[DATA TO PROCESS Boundary: Start]

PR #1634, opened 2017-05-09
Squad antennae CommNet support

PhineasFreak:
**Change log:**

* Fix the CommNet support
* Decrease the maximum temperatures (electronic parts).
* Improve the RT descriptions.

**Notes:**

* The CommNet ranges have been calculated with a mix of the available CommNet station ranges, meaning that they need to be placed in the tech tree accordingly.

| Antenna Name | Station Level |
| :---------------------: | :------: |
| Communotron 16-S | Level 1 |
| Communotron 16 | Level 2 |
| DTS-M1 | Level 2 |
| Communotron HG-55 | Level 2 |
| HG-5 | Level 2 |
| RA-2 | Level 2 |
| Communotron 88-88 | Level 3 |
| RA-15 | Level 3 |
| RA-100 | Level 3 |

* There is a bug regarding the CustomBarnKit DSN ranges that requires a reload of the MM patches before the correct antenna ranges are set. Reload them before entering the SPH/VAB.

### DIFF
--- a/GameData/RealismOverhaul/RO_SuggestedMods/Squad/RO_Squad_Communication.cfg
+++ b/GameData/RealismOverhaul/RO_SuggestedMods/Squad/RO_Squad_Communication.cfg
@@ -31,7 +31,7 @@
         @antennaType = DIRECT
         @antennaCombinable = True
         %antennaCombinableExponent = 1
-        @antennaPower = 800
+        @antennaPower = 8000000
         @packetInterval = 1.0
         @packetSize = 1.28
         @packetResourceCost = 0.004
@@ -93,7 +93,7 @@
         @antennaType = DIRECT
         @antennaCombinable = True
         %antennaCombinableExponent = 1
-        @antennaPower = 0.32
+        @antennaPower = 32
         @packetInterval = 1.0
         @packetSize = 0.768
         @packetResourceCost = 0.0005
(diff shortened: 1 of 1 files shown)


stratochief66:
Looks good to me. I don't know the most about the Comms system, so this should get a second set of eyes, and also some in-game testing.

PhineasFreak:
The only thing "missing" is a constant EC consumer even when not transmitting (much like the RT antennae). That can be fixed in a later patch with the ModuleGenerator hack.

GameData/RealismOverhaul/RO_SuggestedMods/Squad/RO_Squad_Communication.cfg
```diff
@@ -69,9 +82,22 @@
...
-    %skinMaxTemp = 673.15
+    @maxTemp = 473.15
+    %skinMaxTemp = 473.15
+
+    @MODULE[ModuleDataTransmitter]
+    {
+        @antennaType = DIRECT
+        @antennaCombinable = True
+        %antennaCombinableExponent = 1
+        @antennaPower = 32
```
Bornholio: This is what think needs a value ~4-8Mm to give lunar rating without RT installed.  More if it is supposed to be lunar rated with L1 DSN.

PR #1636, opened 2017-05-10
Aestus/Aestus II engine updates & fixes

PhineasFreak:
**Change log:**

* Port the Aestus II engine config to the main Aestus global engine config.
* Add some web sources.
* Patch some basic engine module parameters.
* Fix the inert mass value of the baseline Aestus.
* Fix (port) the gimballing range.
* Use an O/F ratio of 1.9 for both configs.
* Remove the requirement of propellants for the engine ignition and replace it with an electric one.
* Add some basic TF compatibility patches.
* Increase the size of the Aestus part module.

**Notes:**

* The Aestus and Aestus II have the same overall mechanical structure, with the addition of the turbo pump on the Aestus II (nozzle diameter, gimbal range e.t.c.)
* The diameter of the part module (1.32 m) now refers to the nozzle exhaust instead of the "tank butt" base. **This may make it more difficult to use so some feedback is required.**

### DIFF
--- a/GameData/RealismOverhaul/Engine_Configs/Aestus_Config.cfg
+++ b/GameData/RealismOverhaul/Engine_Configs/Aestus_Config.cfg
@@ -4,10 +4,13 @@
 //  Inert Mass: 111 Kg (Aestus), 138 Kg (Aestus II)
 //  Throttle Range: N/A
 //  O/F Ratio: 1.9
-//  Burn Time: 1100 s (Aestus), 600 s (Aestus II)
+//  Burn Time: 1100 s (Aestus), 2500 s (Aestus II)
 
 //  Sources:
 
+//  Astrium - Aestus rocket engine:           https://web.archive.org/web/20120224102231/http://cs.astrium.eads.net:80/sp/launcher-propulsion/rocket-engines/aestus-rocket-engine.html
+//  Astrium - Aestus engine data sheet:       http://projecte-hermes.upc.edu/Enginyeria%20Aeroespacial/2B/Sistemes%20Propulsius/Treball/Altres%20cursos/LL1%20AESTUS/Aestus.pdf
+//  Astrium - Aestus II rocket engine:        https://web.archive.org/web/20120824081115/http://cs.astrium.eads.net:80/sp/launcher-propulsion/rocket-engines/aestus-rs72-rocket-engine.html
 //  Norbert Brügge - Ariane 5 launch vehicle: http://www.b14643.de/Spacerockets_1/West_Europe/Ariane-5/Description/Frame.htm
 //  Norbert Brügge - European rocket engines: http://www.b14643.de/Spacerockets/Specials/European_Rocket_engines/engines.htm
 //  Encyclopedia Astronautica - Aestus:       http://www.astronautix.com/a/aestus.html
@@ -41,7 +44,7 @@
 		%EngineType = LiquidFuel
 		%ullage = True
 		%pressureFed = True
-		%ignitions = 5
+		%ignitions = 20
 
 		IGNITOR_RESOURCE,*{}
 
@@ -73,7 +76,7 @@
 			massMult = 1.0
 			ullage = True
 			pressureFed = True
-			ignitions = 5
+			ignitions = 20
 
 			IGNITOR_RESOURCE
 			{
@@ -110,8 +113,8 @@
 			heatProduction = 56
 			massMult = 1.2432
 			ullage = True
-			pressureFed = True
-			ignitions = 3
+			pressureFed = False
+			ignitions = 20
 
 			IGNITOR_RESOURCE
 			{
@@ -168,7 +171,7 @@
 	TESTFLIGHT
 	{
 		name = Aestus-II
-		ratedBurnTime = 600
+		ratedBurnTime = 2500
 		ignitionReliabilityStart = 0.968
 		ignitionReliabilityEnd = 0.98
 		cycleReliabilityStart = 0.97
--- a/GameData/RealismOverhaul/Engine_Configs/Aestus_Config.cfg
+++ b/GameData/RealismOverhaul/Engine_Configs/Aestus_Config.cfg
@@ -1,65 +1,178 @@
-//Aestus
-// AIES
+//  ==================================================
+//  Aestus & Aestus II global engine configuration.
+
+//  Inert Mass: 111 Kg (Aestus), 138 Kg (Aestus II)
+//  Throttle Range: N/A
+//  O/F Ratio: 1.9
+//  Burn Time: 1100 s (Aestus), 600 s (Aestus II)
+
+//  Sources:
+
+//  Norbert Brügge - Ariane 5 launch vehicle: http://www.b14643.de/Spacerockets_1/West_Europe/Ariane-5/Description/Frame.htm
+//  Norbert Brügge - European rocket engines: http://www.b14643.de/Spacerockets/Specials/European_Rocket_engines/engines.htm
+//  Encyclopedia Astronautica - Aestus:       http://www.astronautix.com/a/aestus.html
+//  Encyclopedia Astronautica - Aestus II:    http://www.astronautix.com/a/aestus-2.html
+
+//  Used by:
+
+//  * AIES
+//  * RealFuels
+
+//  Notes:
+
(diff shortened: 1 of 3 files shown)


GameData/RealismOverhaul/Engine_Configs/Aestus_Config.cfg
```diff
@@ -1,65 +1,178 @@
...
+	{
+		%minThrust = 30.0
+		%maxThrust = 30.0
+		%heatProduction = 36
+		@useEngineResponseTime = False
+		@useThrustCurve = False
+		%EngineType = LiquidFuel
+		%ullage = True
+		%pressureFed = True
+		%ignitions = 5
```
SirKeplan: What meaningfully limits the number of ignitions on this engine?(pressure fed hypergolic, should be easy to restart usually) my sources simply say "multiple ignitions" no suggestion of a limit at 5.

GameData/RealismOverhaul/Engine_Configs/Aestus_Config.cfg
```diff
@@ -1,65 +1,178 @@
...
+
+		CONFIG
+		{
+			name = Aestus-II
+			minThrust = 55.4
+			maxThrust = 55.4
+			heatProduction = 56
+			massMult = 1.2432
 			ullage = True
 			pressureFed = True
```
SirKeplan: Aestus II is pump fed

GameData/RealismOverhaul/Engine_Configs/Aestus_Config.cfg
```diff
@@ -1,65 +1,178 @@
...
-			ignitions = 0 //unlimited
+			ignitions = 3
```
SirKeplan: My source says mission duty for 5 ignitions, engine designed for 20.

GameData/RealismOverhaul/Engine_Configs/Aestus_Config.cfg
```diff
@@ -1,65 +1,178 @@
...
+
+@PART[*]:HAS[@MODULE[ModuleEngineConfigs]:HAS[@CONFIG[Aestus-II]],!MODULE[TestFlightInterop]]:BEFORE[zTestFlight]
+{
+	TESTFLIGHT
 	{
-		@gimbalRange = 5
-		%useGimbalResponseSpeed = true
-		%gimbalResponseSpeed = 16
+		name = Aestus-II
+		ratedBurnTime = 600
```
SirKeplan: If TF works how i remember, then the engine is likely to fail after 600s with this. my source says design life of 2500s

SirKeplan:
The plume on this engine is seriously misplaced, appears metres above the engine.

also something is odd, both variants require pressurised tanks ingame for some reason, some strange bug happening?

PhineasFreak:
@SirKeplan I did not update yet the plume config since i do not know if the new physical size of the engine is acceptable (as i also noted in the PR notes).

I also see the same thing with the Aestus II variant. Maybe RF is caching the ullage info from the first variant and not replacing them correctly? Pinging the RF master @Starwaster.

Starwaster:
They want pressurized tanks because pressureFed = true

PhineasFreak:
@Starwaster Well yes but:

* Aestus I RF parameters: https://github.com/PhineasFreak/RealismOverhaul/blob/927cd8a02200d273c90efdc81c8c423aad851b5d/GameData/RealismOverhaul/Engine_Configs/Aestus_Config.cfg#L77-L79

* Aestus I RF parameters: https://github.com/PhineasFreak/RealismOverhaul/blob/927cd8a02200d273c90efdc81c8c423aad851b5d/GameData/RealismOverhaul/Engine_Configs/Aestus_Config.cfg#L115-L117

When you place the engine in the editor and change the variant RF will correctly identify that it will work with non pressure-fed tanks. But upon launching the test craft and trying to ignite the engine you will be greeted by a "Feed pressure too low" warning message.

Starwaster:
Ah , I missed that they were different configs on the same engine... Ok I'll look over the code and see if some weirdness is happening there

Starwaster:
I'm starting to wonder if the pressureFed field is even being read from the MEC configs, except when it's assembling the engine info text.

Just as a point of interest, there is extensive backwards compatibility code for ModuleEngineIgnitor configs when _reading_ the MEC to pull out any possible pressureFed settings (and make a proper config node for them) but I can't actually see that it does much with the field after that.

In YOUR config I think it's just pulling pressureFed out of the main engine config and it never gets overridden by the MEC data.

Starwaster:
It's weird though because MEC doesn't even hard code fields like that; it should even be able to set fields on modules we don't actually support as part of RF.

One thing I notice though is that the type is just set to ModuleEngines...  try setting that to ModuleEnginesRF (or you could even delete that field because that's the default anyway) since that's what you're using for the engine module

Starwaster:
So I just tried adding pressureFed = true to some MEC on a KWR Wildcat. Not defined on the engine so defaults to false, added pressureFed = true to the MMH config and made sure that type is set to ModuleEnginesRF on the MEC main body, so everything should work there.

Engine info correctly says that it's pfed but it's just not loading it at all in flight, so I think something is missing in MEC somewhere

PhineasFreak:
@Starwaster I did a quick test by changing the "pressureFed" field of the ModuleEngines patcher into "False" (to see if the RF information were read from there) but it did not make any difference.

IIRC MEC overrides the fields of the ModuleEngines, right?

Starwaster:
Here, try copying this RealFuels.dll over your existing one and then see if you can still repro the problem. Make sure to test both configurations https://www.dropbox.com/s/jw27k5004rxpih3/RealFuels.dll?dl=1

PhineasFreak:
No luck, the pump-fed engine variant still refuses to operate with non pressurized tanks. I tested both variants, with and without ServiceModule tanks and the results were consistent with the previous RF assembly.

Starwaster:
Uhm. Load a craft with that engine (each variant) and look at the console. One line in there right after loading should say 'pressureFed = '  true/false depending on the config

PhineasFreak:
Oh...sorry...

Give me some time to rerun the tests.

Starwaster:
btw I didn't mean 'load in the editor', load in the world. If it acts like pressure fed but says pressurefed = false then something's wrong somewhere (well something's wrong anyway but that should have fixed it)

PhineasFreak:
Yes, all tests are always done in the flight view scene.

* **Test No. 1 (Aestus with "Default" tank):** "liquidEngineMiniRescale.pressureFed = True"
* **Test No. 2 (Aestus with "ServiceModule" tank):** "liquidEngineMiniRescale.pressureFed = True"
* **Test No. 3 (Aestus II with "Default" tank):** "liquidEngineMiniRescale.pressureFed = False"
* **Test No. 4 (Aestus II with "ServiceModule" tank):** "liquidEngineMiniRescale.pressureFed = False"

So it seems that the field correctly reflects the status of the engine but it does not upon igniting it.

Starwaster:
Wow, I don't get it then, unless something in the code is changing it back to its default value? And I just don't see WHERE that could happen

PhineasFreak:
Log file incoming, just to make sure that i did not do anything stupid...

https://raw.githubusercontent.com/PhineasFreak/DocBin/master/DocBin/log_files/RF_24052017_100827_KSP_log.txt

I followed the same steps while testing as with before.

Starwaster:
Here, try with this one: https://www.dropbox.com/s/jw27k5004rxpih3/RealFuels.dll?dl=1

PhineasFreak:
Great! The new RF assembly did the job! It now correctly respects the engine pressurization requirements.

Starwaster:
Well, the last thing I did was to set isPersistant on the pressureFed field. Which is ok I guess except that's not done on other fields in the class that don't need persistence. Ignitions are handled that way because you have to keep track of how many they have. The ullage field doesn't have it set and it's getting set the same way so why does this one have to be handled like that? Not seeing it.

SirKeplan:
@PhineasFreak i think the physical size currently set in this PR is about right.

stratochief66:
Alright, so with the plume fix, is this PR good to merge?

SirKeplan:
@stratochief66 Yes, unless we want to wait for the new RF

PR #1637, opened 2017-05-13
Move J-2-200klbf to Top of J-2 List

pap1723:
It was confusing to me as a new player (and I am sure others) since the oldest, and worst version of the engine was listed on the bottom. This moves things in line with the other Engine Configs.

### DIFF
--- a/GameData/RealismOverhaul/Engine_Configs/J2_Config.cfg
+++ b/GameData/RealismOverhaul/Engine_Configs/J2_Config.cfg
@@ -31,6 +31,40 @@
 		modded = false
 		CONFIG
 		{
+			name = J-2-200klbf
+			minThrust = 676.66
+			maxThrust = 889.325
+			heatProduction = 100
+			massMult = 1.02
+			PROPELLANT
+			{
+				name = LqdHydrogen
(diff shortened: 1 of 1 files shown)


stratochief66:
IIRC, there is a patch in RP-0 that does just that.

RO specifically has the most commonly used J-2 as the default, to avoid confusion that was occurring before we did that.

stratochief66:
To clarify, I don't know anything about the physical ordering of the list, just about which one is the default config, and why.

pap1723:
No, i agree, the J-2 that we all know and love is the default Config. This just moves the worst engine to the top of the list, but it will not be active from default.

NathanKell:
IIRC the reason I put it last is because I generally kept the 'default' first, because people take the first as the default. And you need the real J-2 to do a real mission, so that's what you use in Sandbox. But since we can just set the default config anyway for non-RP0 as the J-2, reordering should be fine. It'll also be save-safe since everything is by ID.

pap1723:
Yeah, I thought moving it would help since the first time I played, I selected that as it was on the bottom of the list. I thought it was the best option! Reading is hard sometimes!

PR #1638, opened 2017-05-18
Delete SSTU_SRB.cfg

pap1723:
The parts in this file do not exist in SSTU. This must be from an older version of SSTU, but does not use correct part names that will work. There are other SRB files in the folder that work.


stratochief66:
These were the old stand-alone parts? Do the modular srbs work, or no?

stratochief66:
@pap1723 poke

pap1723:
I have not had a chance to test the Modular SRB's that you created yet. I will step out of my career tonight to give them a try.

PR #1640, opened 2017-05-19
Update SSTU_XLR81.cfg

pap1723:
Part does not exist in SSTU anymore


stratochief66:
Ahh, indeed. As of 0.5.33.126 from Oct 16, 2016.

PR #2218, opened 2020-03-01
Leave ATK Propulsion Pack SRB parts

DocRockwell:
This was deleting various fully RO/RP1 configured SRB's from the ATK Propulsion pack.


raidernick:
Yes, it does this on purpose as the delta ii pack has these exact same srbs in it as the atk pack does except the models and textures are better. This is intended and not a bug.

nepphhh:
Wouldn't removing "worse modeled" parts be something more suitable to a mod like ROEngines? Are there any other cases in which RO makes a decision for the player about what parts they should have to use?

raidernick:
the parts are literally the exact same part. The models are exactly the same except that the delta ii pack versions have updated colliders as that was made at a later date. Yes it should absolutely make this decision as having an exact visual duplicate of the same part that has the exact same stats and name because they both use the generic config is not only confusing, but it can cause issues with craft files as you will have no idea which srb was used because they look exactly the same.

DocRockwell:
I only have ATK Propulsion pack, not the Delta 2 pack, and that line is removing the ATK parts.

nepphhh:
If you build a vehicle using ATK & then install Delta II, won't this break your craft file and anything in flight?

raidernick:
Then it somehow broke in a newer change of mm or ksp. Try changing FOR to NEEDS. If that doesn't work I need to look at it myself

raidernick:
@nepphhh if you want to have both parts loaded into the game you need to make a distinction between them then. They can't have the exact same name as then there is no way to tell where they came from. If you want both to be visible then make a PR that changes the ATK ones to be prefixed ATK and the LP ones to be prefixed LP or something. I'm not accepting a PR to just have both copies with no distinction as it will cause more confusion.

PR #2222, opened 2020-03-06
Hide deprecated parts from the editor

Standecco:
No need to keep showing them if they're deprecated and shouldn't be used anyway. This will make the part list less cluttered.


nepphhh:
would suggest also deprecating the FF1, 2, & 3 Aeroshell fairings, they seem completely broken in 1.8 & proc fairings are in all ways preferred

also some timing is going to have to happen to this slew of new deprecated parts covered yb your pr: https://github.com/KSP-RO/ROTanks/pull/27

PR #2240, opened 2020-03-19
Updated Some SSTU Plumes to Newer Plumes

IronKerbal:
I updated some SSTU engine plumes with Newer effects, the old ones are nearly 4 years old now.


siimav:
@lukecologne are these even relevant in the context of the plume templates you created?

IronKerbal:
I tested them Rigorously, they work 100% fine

[DATA TO PROCESS Boundary: End]

• [EXERCISE REQUIREMENTS]: I need each line of the entries that holds the string "somewhere" located and copied.

• [EXPECTED ANSWER]:
Engine info correctly says that it's pfed but it's just not loading it at all in flight, so I think something is missing in MEC somewhere
btw I didn't mean 'load in the editor', load in the world. If it acts like pressure fed but says pressurefed = false then something's wrong somewhere (well something's wrong anyway but that should have fixed it)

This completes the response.